ASSIGNMENT:
Only the lines from the beginning of the data below through the line containing "Volume mounts only" belong in the response, each copied exactly.

○ ○ ○ ○

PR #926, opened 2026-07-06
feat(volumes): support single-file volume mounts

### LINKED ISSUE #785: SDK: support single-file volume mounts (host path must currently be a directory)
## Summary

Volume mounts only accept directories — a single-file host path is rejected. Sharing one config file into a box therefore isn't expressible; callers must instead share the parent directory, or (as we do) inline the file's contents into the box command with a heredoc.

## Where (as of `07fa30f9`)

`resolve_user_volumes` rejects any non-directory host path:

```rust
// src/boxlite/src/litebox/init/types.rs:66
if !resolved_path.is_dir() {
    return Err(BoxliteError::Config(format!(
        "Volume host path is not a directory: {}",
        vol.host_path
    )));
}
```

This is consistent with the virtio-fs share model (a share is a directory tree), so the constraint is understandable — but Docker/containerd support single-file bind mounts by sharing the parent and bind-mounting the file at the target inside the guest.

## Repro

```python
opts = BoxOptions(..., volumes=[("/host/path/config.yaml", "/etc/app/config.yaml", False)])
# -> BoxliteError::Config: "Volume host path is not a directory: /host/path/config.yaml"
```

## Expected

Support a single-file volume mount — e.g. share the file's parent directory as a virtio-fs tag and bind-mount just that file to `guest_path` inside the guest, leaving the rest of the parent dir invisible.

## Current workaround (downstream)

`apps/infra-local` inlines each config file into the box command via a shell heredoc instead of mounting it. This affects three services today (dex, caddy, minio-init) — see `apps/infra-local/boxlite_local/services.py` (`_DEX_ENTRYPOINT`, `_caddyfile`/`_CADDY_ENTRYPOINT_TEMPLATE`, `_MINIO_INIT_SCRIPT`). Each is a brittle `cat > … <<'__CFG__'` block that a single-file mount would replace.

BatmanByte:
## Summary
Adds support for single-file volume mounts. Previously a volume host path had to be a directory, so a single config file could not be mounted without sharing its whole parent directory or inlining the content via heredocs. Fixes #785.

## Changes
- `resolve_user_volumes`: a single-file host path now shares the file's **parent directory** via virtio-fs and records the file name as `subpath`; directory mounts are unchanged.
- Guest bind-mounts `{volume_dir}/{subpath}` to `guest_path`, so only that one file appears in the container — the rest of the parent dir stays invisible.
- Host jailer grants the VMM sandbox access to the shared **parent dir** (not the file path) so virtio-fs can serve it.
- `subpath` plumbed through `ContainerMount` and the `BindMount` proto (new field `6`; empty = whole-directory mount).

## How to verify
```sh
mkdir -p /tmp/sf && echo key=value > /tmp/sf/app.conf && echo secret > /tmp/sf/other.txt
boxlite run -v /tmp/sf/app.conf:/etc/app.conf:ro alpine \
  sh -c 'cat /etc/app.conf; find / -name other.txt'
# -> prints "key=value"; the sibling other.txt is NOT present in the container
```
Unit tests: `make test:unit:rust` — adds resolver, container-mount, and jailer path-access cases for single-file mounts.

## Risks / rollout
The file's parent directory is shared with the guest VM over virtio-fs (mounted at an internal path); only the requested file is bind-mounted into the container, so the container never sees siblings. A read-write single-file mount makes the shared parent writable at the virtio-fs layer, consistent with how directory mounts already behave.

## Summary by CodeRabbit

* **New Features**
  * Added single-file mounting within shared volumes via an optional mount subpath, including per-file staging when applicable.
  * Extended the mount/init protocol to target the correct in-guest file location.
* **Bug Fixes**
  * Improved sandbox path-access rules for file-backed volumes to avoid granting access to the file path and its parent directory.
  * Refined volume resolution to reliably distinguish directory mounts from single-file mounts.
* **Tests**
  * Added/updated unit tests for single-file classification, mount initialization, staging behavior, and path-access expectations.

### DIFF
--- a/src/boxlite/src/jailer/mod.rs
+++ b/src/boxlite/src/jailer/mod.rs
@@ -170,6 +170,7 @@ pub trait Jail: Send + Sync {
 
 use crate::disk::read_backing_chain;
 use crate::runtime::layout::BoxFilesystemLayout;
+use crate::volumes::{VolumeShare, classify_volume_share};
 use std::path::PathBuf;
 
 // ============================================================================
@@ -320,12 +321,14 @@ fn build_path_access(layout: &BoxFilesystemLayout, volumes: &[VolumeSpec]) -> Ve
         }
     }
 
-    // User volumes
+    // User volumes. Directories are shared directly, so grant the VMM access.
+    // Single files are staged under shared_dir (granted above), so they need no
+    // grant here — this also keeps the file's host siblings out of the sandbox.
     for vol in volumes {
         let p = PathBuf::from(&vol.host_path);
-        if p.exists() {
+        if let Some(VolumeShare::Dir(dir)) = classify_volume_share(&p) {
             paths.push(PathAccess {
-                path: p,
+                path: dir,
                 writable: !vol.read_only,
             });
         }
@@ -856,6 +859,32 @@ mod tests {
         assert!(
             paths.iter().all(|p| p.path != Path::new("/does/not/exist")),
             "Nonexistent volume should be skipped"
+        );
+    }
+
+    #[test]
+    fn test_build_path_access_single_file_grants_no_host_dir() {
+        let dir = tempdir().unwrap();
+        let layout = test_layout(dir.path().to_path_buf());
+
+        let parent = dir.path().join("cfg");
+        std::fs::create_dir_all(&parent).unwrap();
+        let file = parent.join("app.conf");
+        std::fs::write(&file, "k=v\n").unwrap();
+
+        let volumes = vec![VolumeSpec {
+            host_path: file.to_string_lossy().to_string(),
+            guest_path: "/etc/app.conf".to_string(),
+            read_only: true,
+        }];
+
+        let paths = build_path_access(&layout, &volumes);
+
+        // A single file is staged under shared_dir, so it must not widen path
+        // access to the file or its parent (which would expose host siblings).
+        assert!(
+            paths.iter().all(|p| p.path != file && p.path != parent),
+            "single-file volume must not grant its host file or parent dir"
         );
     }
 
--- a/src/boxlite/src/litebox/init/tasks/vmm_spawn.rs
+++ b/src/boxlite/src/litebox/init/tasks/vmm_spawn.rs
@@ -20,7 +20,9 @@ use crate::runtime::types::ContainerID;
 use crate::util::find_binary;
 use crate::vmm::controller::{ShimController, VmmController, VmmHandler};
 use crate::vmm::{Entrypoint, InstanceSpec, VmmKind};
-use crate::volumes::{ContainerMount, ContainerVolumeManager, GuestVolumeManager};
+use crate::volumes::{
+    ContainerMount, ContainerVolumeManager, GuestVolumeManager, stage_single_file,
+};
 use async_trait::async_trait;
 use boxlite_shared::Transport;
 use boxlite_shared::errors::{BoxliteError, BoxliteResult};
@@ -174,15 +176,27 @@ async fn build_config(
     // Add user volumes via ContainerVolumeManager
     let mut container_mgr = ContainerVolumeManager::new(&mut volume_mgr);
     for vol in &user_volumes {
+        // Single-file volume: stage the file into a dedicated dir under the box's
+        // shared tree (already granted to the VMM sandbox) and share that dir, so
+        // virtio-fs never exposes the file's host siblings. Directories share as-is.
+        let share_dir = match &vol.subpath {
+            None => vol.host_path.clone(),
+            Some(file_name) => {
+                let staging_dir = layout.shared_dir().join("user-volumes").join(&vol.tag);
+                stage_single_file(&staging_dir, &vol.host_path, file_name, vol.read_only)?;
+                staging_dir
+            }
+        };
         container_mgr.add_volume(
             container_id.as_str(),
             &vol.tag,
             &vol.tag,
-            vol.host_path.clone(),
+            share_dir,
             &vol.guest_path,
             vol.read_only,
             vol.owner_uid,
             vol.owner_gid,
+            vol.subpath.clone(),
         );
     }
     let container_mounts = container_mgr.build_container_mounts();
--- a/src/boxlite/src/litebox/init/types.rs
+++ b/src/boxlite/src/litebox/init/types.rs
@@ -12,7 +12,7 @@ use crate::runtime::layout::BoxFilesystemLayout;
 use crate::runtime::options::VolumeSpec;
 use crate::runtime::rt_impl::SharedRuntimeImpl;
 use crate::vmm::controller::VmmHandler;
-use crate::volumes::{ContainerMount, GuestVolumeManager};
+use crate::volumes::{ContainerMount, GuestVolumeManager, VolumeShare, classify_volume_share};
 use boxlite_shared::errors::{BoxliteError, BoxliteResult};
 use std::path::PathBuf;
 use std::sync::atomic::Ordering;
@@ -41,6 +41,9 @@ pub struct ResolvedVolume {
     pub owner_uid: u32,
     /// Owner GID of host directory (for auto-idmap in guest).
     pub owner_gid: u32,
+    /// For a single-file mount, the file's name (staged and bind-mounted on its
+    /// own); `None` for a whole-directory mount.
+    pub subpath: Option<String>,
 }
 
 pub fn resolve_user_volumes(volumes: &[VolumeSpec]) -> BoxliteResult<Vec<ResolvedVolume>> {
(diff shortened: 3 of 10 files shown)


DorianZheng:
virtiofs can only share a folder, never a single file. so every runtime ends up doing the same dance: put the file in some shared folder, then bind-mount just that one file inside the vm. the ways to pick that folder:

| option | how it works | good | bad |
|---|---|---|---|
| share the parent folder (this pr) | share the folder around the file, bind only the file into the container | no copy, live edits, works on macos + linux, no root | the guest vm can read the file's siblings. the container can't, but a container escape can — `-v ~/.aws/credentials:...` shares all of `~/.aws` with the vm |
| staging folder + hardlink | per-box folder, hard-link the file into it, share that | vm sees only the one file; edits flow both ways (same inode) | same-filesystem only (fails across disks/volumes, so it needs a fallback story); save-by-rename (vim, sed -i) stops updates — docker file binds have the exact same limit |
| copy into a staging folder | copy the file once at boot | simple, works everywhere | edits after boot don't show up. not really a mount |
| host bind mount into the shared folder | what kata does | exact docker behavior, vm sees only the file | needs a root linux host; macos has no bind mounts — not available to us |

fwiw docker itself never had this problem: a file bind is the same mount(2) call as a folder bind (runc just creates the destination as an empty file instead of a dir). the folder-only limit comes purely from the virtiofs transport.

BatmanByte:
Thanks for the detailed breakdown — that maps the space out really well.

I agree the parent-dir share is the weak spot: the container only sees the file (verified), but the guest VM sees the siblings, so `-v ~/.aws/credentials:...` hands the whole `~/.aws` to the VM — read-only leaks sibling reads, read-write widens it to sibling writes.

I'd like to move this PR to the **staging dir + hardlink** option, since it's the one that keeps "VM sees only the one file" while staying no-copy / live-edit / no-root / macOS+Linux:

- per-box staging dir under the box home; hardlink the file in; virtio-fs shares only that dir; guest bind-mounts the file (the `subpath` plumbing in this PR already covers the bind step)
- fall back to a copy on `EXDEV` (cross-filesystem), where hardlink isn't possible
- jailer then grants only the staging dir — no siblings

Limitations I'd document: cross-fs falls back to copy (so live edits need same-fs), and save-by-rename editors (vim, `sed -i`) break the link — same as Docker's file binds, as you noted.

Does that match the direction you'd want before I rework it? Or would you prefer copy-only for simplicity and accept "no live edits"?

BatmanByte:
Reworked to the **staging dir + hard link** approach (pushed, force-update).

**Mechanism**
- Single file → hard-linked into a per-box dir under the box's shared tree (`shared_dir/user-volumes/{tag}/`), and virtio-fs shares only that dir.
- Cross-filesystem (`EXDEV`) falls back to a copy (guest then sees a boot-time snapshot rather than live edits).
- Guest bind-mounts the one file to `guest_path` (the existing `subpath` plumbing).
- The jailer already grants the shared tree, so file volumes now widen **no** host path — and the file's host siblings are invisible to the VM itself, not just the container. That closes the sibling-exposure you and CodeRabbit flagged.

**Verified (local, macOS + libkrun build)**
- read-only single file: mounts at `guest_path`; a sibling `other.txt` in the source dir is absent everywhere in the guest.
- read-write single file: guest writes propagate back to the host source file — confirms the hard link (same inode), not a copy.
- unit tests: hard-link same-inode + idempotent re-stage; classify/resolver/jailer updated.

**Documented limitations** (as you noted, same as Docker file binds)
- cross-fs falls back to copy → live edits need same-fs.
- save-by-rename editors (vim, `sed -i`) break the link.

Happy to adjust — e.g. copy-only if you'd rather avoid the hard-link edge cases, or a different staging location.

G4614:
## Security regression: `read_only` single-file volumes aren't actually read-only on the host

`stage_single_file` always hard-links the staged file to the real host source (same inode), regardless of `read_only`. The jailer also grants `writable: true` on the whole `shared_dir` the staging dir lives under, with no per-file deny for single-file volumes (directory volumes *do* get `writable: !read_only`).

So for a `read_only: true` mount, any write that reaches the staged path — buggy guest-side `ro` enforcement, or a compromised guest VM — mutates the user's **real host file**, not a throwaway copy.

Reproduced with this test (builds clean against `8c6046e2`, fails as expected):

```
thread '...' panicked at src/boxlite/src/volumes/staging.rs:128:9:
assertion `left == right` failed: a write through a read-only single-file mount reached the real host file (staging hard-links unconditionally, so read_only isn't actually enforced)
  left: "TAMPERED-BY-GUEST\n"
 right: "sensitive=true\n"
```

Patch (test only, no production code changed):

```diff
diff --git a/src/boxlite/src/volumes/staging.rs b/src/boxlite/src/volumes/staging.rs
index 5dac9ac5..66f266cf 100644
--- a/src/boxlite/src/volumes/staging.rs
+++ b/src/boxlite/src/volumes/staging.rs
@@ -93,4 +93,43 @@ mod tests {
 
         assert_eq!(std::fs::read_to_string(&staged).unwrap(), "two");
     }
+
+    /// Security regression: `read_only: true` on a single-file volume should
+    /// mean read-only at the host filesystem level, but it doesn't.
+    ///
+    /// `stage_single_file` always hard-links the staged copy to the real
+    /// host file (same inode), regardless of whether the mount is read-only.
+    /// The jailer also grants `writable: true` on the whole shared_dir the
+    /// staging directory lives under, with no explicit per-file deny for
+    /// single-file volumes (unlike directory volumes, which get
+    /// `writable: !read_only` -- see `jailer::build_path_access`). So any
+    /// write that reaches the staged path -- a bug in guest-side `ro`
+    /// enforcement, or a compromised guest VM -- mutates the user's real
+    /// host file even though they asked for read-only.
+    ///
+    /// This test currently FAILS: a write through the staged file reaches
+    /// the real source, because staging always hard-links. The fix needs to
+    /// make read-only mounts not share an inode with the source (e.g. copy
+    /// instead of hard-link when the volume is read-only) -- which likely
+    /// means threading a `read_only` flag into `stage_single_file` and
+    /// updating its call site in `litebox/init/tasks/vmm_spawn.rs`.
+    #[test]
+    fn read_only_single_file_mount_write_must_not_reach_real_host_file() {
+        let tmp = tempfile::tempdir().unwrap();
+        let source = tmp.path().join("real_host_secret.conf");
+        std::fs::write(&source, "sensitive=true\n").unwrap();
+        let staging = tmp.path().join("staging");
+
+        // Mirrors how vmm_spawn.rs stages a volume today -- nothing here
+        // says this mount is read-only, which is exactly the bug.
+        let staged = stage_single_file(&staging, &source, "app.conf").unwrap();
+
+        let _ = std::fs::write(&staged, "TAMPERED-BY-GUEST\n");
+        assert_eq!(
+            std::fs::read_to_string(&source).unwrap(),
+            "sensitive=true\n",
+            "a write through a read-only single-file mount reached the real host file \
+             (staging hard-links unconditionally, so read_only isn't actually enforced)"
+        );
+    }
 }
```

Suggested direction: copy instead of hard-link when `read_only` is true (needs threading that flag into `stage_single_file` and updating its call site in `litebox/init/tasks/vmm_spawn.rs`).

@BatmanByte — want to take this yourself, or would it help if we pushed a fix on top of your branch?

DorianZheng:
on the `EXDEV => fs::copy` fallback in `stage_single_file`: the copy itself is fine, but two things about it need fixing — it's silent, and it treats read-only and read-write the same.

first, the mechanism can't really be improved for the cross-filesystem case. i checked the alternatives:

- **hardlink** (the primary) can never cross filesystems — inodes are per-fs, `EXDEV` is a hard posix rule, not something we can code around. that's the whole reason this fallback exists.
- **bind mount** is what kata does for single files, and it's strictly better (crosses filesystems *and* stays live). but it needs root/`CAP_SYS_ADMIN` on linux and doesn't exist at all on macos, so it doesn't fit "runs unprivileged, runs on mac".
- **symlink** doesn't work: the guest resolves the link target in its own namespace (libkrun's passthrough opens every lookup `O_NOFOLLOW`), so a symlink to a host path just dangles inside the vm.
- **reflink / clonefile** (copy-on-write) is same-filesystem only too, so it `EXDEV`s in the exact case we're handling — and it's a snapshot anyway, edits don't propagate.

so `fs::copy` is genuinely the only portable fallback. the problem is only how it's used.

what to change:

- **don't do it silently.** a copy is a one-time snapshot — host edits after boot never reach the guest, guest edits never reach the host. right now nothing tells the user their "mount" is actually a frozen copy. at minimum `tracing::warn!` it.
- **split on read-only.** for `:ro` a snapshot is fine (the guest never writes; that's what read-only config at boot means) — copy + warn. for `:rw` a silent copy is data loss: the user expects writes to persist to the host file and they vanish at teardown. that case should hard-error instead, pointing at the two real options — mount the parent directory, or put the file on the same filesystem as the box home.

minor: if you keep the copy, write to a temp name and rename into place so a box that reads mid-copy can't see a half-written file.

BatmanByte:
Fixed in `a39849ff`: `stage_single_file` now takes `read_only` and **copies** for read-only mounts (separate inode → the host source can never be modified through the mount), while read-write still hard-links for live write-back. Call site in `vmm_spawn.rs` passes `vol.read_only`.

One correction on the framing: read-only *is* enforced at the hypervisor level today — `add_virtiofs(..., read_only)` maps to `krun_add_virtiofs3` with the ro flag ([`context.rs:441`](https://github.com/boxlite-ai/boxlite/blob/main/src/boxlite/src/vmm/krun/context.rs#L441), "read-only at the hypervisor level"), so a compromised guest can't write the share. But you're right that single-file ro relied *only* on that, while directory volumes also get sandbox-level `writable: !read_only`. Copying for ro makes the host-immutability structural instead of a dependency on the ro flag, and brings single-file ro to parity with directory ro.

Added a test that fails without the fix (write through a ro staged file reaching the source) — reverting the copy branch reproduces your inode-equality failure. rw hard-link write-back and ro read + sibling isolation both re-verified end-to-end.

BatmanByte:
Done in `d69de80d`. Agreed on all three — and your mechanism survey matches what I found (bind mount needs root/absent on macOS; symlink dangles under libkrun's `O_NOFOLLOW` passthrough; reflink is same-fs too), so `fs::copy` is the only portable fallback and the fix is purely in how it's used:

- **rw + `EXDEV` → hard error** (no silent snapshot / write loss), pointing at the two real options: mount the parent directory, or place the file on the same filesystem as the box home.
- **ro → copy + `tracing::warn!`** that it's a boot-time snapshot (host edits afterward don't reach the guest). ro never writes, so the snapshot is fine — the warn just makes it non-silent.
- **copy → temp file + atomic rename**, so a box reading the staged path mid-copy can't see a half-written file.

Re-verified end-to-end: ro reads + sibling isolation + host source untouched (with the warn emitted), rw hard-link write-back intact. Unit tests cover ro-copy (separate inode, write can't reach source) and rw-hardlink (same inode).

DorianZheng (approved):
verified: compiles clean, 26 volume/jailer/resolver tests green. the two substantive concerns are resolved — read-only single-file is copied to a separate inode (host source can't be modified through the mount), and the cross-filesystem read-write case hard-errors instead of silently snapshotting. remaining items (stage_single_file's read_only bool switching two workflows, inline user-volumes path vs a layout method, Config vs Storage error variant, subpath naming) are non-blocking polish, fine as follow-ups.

○ ○ ○ ○

WRITTEN SOLUTION:
PR #926, opened 2026-07-06
feat(volumes): support single-file volume mounts

### LINKED ISSUE #785: SDK: support single-file volume mounts (host path must currently be a directory)
## Summary

Volume mounts only accept directories — a single-file host path is rejected. Sharing one config file into a box therefore isn't expressible; callers must instead share the parent directory, or (as we do) inline the file's contents into the box command with a heredoc.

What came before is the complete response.